Required work
Without any omission, reproduce the records that follow.

** Opening Recorded data block **

PR #192, opened 2017-10-16
Allows for "credentials.location" notation in property names

joaoandremartins:
Creates an abstract CredentialsProperty class that is extended by
nested classes in each properties class.

### DIFF
--- a/spring-cloud-gcp-core/pom.xml
+++ b/spring-cloud-gcp-core/pom.xml
@@ -18,5 +18,9 @@
 			<groupId>com.google.cloud</groupId>
 			<artifactId>google-cloud-core</artifactId>
 		</dependency>
+		<dependency>
+			<groupId>org.springframework</groupId>
+			<artifactId>spring-core</artifactId>
+		</dependency>
 	</dependencies>
 </project>
--- a/spring-cloud-gcp-core/src/main/java/org/springframework/cloud/gcp/core/CredentialsProperty.java
+++ b/spring-cloud-gcp-core/src/main/java/org/springframework/cloud/gcp/core/CredentialsProperty.java
@@ -14,27 +14,35 @@
  *  limitations under the License.
  */
 
-package org.springframework.cloud.gcp.storage;
+package org.springframework.cloud.gcp.core;
 
-import org.springframework.boot.context.properties.ConfigurationProperties;
-import org.springframework.cloud.gcp.core.CredentialsProperty;
+import java.util.List;
+
+import org.springframework.core.io.Resource;
 
 /**
- * @author João André Martins
+ * To be extended by property class subclasses and allow e.g., a "credentials.location" notation.
+ *
+ * @author João Andre Martins
  */
-@ConfigurationProperties("spring.cloud.gcp.storage")
-public class GcpStorageProperties extends GoogleStorageProtocolResolverSettings {
+public abstract class CredentialsProperty {
 
-	private Credentials credentials;
+	private Resource location;
+	private List<String> scopes;
 
-	public Credentials getCredentials() {
-		return this.credentials;
+	public Resource getLocation() {
+		return this.location;
 	}
 
-	public void setCredentials(Credentials credentials) {
-		this.credentials = credentials;
+	public void setLocation(Resource location) {
+		this.location = location;
 	}
 
-	public class Credentials extends CredentialsProperty {
+	public List<String> getScopes() {
+		return this.scopes;
+	}
+
+	public void setScopes(List<String> scopes) {
+		this.scopes = scopes;
 	}
 }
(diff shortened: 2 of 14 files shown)


joaoandremartins:
Seeking a design opinion before making test and docs changes.

spring-cloud-gcp-core/src/main/java/org/springframework/cloud/gcp/core/CredentialsProperty.java
```diff
@@ -0,0 +1,48 @@
...
+import java.util.List;
+
+import org.springframework.core.io.Resource;
+
+/**
+ * To be extended by property class subclasses and allow e.g., a "credentials.location" notation.
+ *
+ * @author João Andre Martins
+ */
+public abstract class CredentialsProperty {
```
meltsufin: `AbstractCredentials` maybe for the name?

spring-cloud-gcp-core/pom.xml
```diff
@@ -18,5 +18,9 @@
 			<groupId>com.google.cloud</groupId>
 			<artifactId>google-cloud-core</artifactId>
 		</dependency>
+		<dependency>
+			<groupId>org.springframework</groupId>
+			<artifactId>spring-core</artifactId>
```
artembilan: Why do we need this explicitly?

I don't see any commit comment explaining the change.

Thanks

spring-cloud-gcp-core/src/main/java/org/springframework/cloud/gcp/core/CredentialsProperty.java
artembilan: Well, my idea was about something like:
```
@ConfigurationProperties("spring.cloud.gcp")
public class GcpProperties extends BaseGcpProperties {
```
Where that `BaseGcpProperties` will contain inner public `Credentials`.

WDYT?
Doesn't it work?

spring-cloud-gcp-core/pom.xml
joaoandremartins: Apologies, this is needed because the core module now uses `Resource`.

spring-cloud-gcp-core/src/main/java/org/springframework/cloud/gcp/core/CredentialsProperty.java
joaoandremartins: Renamed to `AbstractCredentialsProperty`. Kept `Property` in the name just so it isn't confused with a usable `Credentials` object that can be passed to an API.

spring-cloud-gcp-core/pom.xml
artembilan: Oh! I see now. Sorry. I thought that was a root pom 😄

spring-cloud-gcp-starters/spring-cloud-gcp-starter-sql/src/main/java/org/springframework/cloud/gcp/sql/autoconfig/GcpCloudSqlAutoConfiguration.java
```diff
@@ -146,10 +145,10 @@ private void setCredentialsProperty() {
 		try {
 			// First tries the SQL configuration credential.
 			if (this.gcpCloudSqlProperties != null
-					&& this.gcpCloudSqlProperties.getCredentialsLocation() != null
-					&& Files.exists(this.gcpCloudSqlProperties.getCredentialsLocation())) {
+					&& this.gcpCloudSqlProperties.getCredentials() != null) {
 				System.setProperty(SqlCredentialFactory.CREDENTIAL_LOCATION_PROPERTY_NAME,
-						this.gcpCloudSqlProperties.getCredentialsLocation().toString());
+						this.gcpCloudSqlProperties.getCredentials().getLocation().getFile()
+								.getAbsolutePath());
```
artembilan: How about if `Resource` not file based?
```
public File getFile() throws IOException {
	throw new UnsupportedOperationException(
			getDescription() + " cannot be resolved to absolute file path");
}
```
for example.

Maybe we should have some `if...else` or `try...catch` and don't fail the whole application with the `FileNotFoundException`. Any way this looks like just a system property population...

joaoandremartins: `FileNotFoundException` is an `IOException`, there is already a catch block for those.

artembilan: Ah! Good. I see.
Well, IMO that is bad practice to have such a big `try...catch` block. It is pretty easy to lose what is really wrong.
If we are indeed fine with the failure on `FileNotFound` would be better to have that catch on particular peace of code, around `this.gcpCloudSqlProperties.getCredentials().getLocation().getFile()`.

More over I see we have a logic a bit below like:
```
// This should happen if the Spring resource isn't in the filesystem, but a URL,
 				// classpath file, etc.
 				if (credentialsLocationFile == null) {
 					if (LOGGER.isWarnEnabled()) {
 						LOGGER.warn("The private key of the Google Cloud SQL credential must "
 								+ "be in a file on the filesystem.");
}
```
That's great message for end-developer, but it isn't reachable in case of non-file `Resource`.

joaoandremartins: Moved things around. Let me know if you like it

** Closing Recorded data block **

Solved exercise
PR #192, opened 2017-10-16
Allows for "credentials.location" notation in property names

joaoandremartins:
Creates an abstract CredentialsProperty class that is extended by
nested classes in each properties class.

### DIFF
--- a/spring-cloud-gcp-core/pom.xml
+++ b/spring-cloud-gcp-core/pom.xml
@@ -18,5 +18,9 @@
 			<groupId>com.google.cloud</groupId>
 			<artifactId>google-cloud-core</artifactId>
 		</dependency>
+		<dependency>
+			<groupId>org.springframework</groupId>
+			<artifactId>spring-core</artifactId>
+		</dependency>
 	</dependencies>
 </project>
--- a/spring-cloud-gcp-core/src/main/java/org/springframework/cloud/gcp/core/CredentialsProperty.java
+++ b/spring-cloud-gcp-core/src/main/java/org/springframework/cloud/gcp/core/CredentialsProperty.java
@@ -14,27 +14,35 @@
  *  limitations under the License.
  */
 
-package org.springframework.cloud.gcp.storage;
+package org.springframework.cloud.gcp.core;
 
-import org.springframework.boot.context.properties.ConfigurationProperties;
-import org.springframework.cloud.gcp.core.CredentialsProperty;
+import java.util.List;
+
+import org.springframework.core.io.Resource;
 
 /**
- * @author João André Martins
+ * To be extended by property class subclasses and allow e.g., a "credentials.location" notation.
+ *
+ * @author João Andre Martins
  */
-@ConfigurationProperties("spring.cloud.gcp.storage")
-public class GcpStorageProperties extends GoogleStorageProtocolResolverSettings {
+public abstract class CredentialsProperty {
 
-	private Credentials credentials;
+	private Resource location;
+	private List<String> scopes;
 
-	public Credentials getCredentials() {
-		return this.credentials;
+	public Resource getLocation() {
+		return this.location;
 	}
 
-	public void setCredentials(Credentials credentials) {
-		this.credentials = credentials;
+	public void setLocation(Resource location) {
+		this.location = location;
 	}
 
-	public class Credentials extends CredentialsProperty {
+	public List<String> getScopes() {
+		return this.scopes;
+	}
+
+	public void setScopes(List<String> scopes) {
+		this.scopes = scopes;
 	}
 }
(diff shortened: 2 of 14 files shown)


joaoandremartins:
Seeking a design opinion before making test and docs changes.

spring-cloud-gcp-core/src/main/java/org/springframework/cloud/gcp/core/CredentialsProperty.java
```diff
@@ -0,0 +1,48 @@
...
+import java.util.List;
+
+import org.springframework.core.io.Resource;
+
+/**
+ * To be extended by property class subclasses and allow e.g., a "credentials.location" notation.
+ *
+ * @author João Andre Martins
+ */
+public abstract class CredentialsProperty {
```
meltsufin: `AbstractCredentials` maybe for the name?

spring-cloud-gcp-core/pom.xml
```diff
@@ -18,5 +18,9 @@
 			<groupId>com.google.cloud</groupId>
 			<artifactId>google-cloud-core</artifactId>
 		</dependency>
+		<dependency>
+			<groupId>org.springframework</groupId>
+			<artifactId>spring-core</artifactId>
```
artembilan: Why do we need this explicitly?

I don't see any commit comment explaining the change.

Thanks

spring-cloud-gcp-core/src/main/java/org/springframework/cloud/gcp/core/CredentialsProperty.java
artembilan: Well, my idea was about something like:
```
@ConfigurationProperties("spring.cloud.gcp")
public class GcpProperties extends BaseGcpProperties {
```
Where that `BaseGcpProperties` will contain inner public `Credentials`.

WDYT?
Doesn't it work?

spring-cloud-gcp-core/pom.xml
joaoandremartins: Apologies, this is needed because the core module now uses `Resource`.

spring-cloud-gcp-core/src/main/java/org/springframework/cloud/gcp/core/CredentialsProperty.java
joaoandremartins: Renamed to `AbstractCredentialsProperty`. Kept `Property` in the name just so it isn't confused with a usable `Credentials` object that can be passed to an API.

spring-cloud-gcp-core/pom.xml
artembilan: Oh! I see now. Sorry. I thought that was a root pom 😄

spring-cloud-gcp-starters/spring-cloud-gcp-starter-sql/src/main/java/org/springframework/cloud/gcp/sql/autoconfig/GcpCloudSqlAutoConfiguration.java
```diff
@@ -146,10 +145,10 @@ private void setCredentialsProperty() {
 		try {
 			// First tries the SQL configuration credential.
 			if (this.gcpCloudSqlProperties != null
-					&& this.gcpCloudSqlProperties.getCredentialsLocation() != null
-					&& Files.exists(this.gcpCloudSqlProperties.getCredentialsLocation())) {
+					&& this.gcpCloudSqlProperties.getCredentials() != null) {
 				System.setProperty(SqlCredentialFactory.CREDENTIAL_LOCATION_PROPERTY_NAME,
-						this.gcpCloudSqlProperties.getCredentialsLocation().toString());
+						this.gcpCloudSqlProperties.getCredentials().getLocation().getFile()
+								.getAbsolutePath());
```
artembilan: How about if `Resource` not file based?
```
public File getFile() throws IOException {
	throw new UnsupportedOperationException(
			getDescription() + " cannot be resolved to absolute file path");
}
```
for example.

Maybe we should have some `if...else` or `try...catch` and don't fail the whole application with the `FileNotFoundException`. Any way this looks like just a system property population...

joaoandremartins: `FileNotFoundException` is an `IOException`, there is already a catch block for those.

artembilan: Ah! Good. I see.
Well, IMO that is bad practice to have such a big `try...catch` block. It is pretty easy to lose what is really wrong.
If we are indeed fine with the failure on `FileNotFound` would be better to have that catch on particular peace of code, around `this.gcpCloudSqlProperties.getCredentials().getLocation().getFile()`.

More over I see we have a logic a bit below like:
```
// This should happen if the Spring resource isn't in the filesystem, but a URL,
 				// classpath file, etc.
 				if (credentialsLocationFile == null) {
 					if (LOGGER.isWarnEnabled()) {
 						LOGGER.warn("The private key of the Google Cloud SQL credential must "
 								+ "be in a file on the filesystem.");
}
```
That's great message for end-developer, but it isn't reachable in case of non-file `Resource`.

joaoandremartins: Moved things around. Let me know if you like it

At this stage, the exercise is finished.